DATA UNDER STUDY START
PR #9594, opened 2026-03-03
feat(BA-4837): Add extra_headers support to v2 BackendAIAnonymousClient

fregataa:
## Summary
- Add `extra_headers: Mapping[str, str] | None = None` parameter to `_request()`, `_typed_request()`, `authorize()`, `signup()`, and `update_password_no_auth()` on `BackendAIAnonymousClient`
- Use `multidict.CIMultiDict` in `_build_headers()` to ensure case-insensitive header merging, preventing duplicate headers from case mismatches
- Merge extra headers into the outgoing request after `_build_headers()`, enabling per-request header injection (e.g. `X-Forwarded-For/Host/Proto`)
- Add tests verifying extra headers are merged and default behavior is unchanged

## Test plan
- [x] `test_extra_headers_merged_into_request` — forwarding headers appear in outgoing request
- [x] `test_request_without_extra_headers` — no forwarding headers when `extra_headers` is omitted


jopemachine:
If the set of headers allowed in extra_headers is predefined, how about defining an explicit type instead of using a generic Mapping?

PR #9595, opened 2026-03-03
feat(BA-4838): add NoAuth strategy and BackendAIClientRegistry to webserver

fregataa:
## Summary
- Add `NoAuth(AuthStrategy)` to `client/v2/auth.py` that returns empty headers from `sign()`, for use by the webserver which has no real keypair
- Replace `anon_client_ctx` / `app["anon_client"]` with `client_registry_ctx` / `app["client_registry"]` using `BackendAIClientRegistry.create(config, NoAuth())`
- Extract `build_forwarding_headers()` as a reusable pure function and refactor `fill_forwarding_hdrs_to_api_session()` to use it internally

## Test plan
- [x] Verify webserver starts without errors
- [ ] Verify `app["client_registry"]` is accessible and properly initialized
- [x] Verify login/logout/update-password flows still work

Resolves BA-4838

### DIFF
--- a/changes/9595.feature.md
+++ b/changes/9595.feature.md
@@ -1,1 +1,1 @@
-Register a persistent `BackendAIClientRegistry` on the webserver app (`app["client_registry"]`) using the new `NoAuth` strategy, and extract `build_forwarding_headers()` as a reusable pure function for building proxy forwarding headers.
+Register a persistent `BackendAIClientRegistry` on the webserver and use it for the `update-password-no-auth` API handler
--- a/src/ai/backend/client/v2/auth.py
+++ b/src/ai/backend/client/v2/auth.py
@@ -1,6 +1,7 @@
 from abc import ABC, abstractmethod
 from collections.abc import Mapping
 from datetime import datetime
+from typing import override
 
 from yarl import URL
 
@@ -29,6 +30,7 @@ class NoAuth(AuthStrategy):
     manager rather than crash internally.
     """
 
+    @override
     def sign(
         self,
         method: str,
@@ -52,6 +54,7 @@ class HMACAuth(AuthStrategy):
         self.secret_key: str = secret_key
         self.hash_type: str = hash_type
 
+    @override
     def sign(
         self,
         method: str,


src/ai/backend/web/server.py
```diff
@@ -764,6 +767,28 @@ async def _shutdown(_app: web.Application) -> None:
     yield client_pool
 
 
+@asynccontextmanager
+async def anon_client_ctx(
+    config: WebServerUnifiedConfig,
+) -> AsyncGenerator[BackendAIAnonymousClient]:
+    v2_config = V2ClientConfig(
+        endpoint=URL(str(config.api.endpoint[0])),
```
jopemachine, line 768: If there are multiple endpoints, are the other endpoints simply ignored?

fregataa: yes. Do we have a plan to support multiple endpoints in the future? @HyeockJinKim

jopemachine: If multiple values are provided for endpoint, it would be better to emit a warning rather than silently ignoring them.

src/ai/backend/web/server.py
```diff
@@ -764,6 +760,21 @@ async def _shutdown(_app: web.Application) -> None:
...
+) -> AsyncGenerator[BackendAIClientRegistry]:
+    client_config = V2ClientConfig(
+        endpoint=URL(str(config.api.endpoint[0])),
+        skip_ssl_verification=not config.api.ssl_verify,
+    )
+    registry = await BackendAIClientRegistry.create(client_config, NoAuth())
+    try:
+        yield registry
+    finally:
+        await registry.close()
```
jopemachine, line 775: Instead of client_registry, wouldn’t it be better to use a name that clearly indicates that no authentication is involved?

changes/9595.feature.md
```diff
@@ -0,0 +1 @@
+Register a persistent `BackendAIClientRegistry` on the webserver app (`app["client_registry"]`) using the new `NoAuth` strategy, and extract `build_forwarding_headers()` as a reusable pure function for building proxy forwarding headers.
```
jopemachine: It seems news fragment also should be updated

src/ai/backend/client/v2/auth.py
```diff
@@ -21,6 +21,26 @@ def sign(
...
 
+class NoAuth(AuthStrategy):
+    """Auth strategy that provides no credentials.
+
+    Used by the webserver, which has no real keypair and only proxies requests.
+    Any accidental call to an authenticated endpoint will get a 401 from the
+    manager rather than crash internally.
+    """
+
+    def sign(
```
jopemachine, line 34:
```suggestion
    @override
    def sign(
```

ironAiken2 (dismissed):
LGTM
DATA UNDER STUDY END
WHAT IS NEEDED>
When a line in the records above contains the word "create", copy it.

ANSWER TO THIS TASK>
- Replace `anon_client_ctx` / `app["anon_client"]` with `client_registry_ctx` / `app["client_registry"]` using `BackendAIClientRegistry.create(config, NoAuth())`
+    registry = await BackendAIClientRegistry.create(client_config, NoAuth())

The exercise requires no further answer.